Aug. 14, 1968 · North Carolina Court of Appeals · No. 68SC77
2 N.C. App. 194

STATE OF NORTH CAROLINA v. DONALD RAY WILLIAMS

No. 68SC77

(Filed 14 August 1968)

1. Burglary and Unlawful Breakings § 5— felonious breaking — sufficiency of evidence

There is sufficient evidence to be submitted to the jury on the issue of defendant’s guilt of felonious breaking and entering with intent to commit a felony, where police officers testified that as they approached a supermarket at night they observed the defendant knocking out a large plate glass window by means of a buckled belt wrapped around his hands, that the defendant then reached inside the window where gloves were on display therein, and that a pair of gloves was subsequently found on the sidewalk outside the store.

2. Burglary and Unlawful Breakings § 7— felonious breaking — instruction on less degree of crime

In a prosecution for felonious breaking and entering, failure of the court to submit the issue of defendant’s guilt of non-felonious breaking and entering is not error where the State’s evidence is to the effect that defendant broke a store window and removed a pair of gloves on display and the defendants evidence is to the effect that defendant accidentally broke the window, since, if defendant’s evidence be accepted as true, he would not be guilty of any crime.

*195Appeal by • defendant from Armstrong, J., at the 13 November' 1967 Criminal Term of Fobsyth Superior Court.

Defendant was tried on a bill of indictment, proper in form, charging him with the crime of feloniously breaking and entering a. certain storehouse occupied by one Roy H. Minor t/a Minor’s Market in Winston-Salem, N. C., “with intent to steal, take and carry away the merchandise” of the said Roy H. Minor t/a Minor’s Market. He pleaded not guilty. The State offered the evidence of a police officer of the Winston-Salem Police Department, who testified that at approximately 8:15 p.m. on Friday night 3 November 1967 he, together with two other police officers, was driving in a police car on 8th Avenue approaching the intersection of Cameron Avenue, where Minor’s Market is located.
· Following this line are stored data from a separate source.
PR #417, opened 2026-08-06
Image resolution as an intent, custom model entry, and provider option fixes

Pento95:
Split out of #415.

## Resolution is an intent, not a pixel count

The backends disagree on what a size even *is*. Google takes an aspect ratio from a closed
list and has no pixel parameter at all; OpenRouter takes ratio + `1K`/`2K`/`4K`; NanoGPT
publishes a per-model list of accepted values; only ComfyUI, A1111 and Pollinations take
arbitrary dimensions. There is no pixel size all of them accept, so the old pixel selector
was offering the user something most providers could not honour.

It is now an **orientation** (1:1 / 16:9 / 9:16) plus one of four **size steps**, and each
provider adapter resolves that into whatever its backend takes (`src/lib/utils/image.ts` +
`image/providers/*`). `registry.test.ts` covers all nine adapters.

- `specToAspectRatio` falls back to the closest ratio **by shape**, compared in log space —
  on a linear scale portrait ratios crowd into (0, 1] while landscape ones spread over
  [1, ∞), which biases every near-miss towards square. It also seeds its fallback with the
  canonical ratio, so a wholly unparseable `supported` list cannot echo its own garbage back.
- `ImageResolutionSelector`'s accessible name carries the tier and the cost hint and repeats
  the visible dimensions verbatim (WCAG 2.5.3).
- **Stored settings migrate.** `parseImageSpec` reads both the old `WIDTHxHEIGHT` strings and
  the new specs, and `migrateImageGeneration` is idempotent — it runs on every load, not just
  the first after upgrade. Defaults land on the same pixels they replace.

## Model selection

- Manual custom image-model entry, with clearer descriptions and errors. `Autocomplete` now
  says "Type custom value to select..." when it accepts one, instead of "No items found."
- **Hardcoded fallback model lists removed.** A failed fetch now shows an empty list and the
  error, rather than presenting stale model ids as if they were live — which is worse than
  showing nothing, because the user picks one and the request fails later with a less useful
  message.

## `reasoning_effort` never reached any `createOpenAICompatible` provider

The SDK spreads unknown provider options into the request body and *then* assigns
`reasoning_effort` from its own parsed `reasoningEffort`. The later key wins, so the
snake_case value we sent was overwritten with `undefined` and dropped — silently, on every
call, for every provider built that way.

Now sent as `reasoningEffort` for nanogpt, llamacpp, lmstudio, ollama, chutes, nvidia-nim,
openai-compatible and zhipu. Zhipu keeps `thinking`, which is not a key the SDK knows and so
passes through the spread untouched.

Separately, `nvidia-nim` provider options are looked up under `nvidiaNim`; the SDK still reads
the hyphenated form but warns that it is deprecated.

## Second commit — review feedback

- **`InlineImageTracker` used the primary size for reference images.** It switched profile
  *and* model to the reference profile for an img2img generation but kept
  `imageSettings.size`. A reference model is a different model on a different backend, so it
  was handed a size that backend may not accept. `InlineImageService` and
  `aiService.generateImage` already used `referenceSize` — the inline path was the one
  disagreeing. Predates this branch; fixed here because this is the branch that gives `size`
  a type where the mismatch matters.
- `parseImageSpec` takes `unknown`. Its caller is the settings load path, where the value is
  whatever JSON is on disk; a number or boolean reached `value.trim()` and threw — the one
  outcome that path cannot afford.
- `registry.test.ts`'s `ALL_PROVIDERS` claimed to be exhaustive and was not: an array
  annotated `ImageProviderType[]` accepts a short list happily. Now a
  `Record<ImageProviderType, true>`, so the claim is enforced by `svelte-check`.
- Tests for the Zhipu branch of `buildProviderOptions` — the one provider the
  `createOpenAICompatible` loop cannot cover — in both the enabled and `none` cases.

---

Base: `upstream/master`. Conflicts with #418 on `settings.svelte.ts` and `settingsMigrations.ts`
(both add a migration next to the other's) — whichever merges second resolves a three-line
import list. `check`, `lint` and the full Vitest suite pass.


Pento95:
Review triage — thanks. Four taken, three not, with reasons.

**Applied** (`ca78552e`):

- `InlineImageTracker` reference size. Correct and worth more than "nitpick" — it predates this branch, but this is the branch that gives `size` a type where the mismatch matters, so it belongs here.
- `parseImageSpec` scalar guard, with regression coverage for numbers, booleans and arrays.
- `ALL_PROVIDERS` as `Record<ImageProviderType, true>`. Good catch: the existing comment already *claimed* exhaustiveness, and an array annotated `ImageProviderType[]` never enforced it. Now it does.
- Zhipu cases in `generate.test.ts`, both enabled and `none`.

**Not applied:**

- **`openai.ts` / `zhipu.ts` size mapping.** The constraints cited are out of date for the models these adapters target. Separately, the suggested OpenAI list (`1024x1024`, `1536x1024`, `1024x1536`, `auto`) is `gpt-image-1`'s specifically — `dall-e-3` and `dall-e-2` take different sets — so it would not have been correct as a constant even if the premise held.
- **`registry.ts` — don't await `listImageModels` before generating.** That await is the mechanism: NanoGPT resolves the spec against the model's own published resolution list, and the result is served from the same TTL cache the settings UI fills, with `.catch(() => [])` already in place. Reading only a synchronous cache would silently degrade NanoGPT to canonical pixels on the first generation of every session — trading a correctness property for a latency paid once per TTL. If that latency ever matters, the fix is to warm the cache at startup, not to drop the lookup.

Also `aria-live` on the model-refresh error was left for a follow-up.

failerko (approved):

At the front of Minor’s Market there were two large plate glass windows with a door between them. As the officers drove up, they observed the defendant and two other persons at the front of the market. The defendant had a large black leather belt wrapped around his hand, with a large buckle from the belt extending outward. He was swinging at the plate glass window with the belt and buckle, and knocked out one of the large plate glass windows. The officers observed him standing facing the store window and reaching in. Gloves were on display on a rack inside the window. The officers found a pair of gloves lying on the cement sidewalk outside of the window. The officers observed two other persons approximately eight or ten feet away from defendant, who ran when the officers approached. The officers jumped from the police car and arrested defendant. The other window at. the front of Minor’s Market was also broken.

The State also offered the evidence of Roy H. Minor, who testified: He was the operator of Minor’s Market; he had closed the business at about 6:00 p.m. on 3 November 1967; when he returned the following morning both front windows, which were approximately six by eight feet in size, had been broken out; he kept merchandise in the store; he had gloves on display in the window and the gloves could be reached by a person standing outside the building and reaching through the broken glass. He further testified that he did not know the defendant and had never given him permission to go into the building at any time. At the close of the State’s evidence'the defendant moved for judgment of nonsuit, which was denied.'

The defendant then took the stand and testified: On the night in question he had been to visit a friend and was walking along Cameron Avenue; when he got to the store building he observed two *196boys come around the side of the building, one of whom had a large rock in his hand which he threw through the window; the other boy lcicked the window; the two boys then grabbed him from behind and took $42.00 out of his pocket; the only thing defendant had to defend himself with was the big buckled belt and he was trying to defend himself against the two boys when the officers drove up. Defendant also testified that: The first time he saw the officers was when they jumped out of the car; he was swinging at the two boys when he hit the glass window with his belt buckle; and the glass did not shatter when he hit it, but was already broken. At the conclusion of all of the evidence defendant again moved for nonsuit, which motion was also denied.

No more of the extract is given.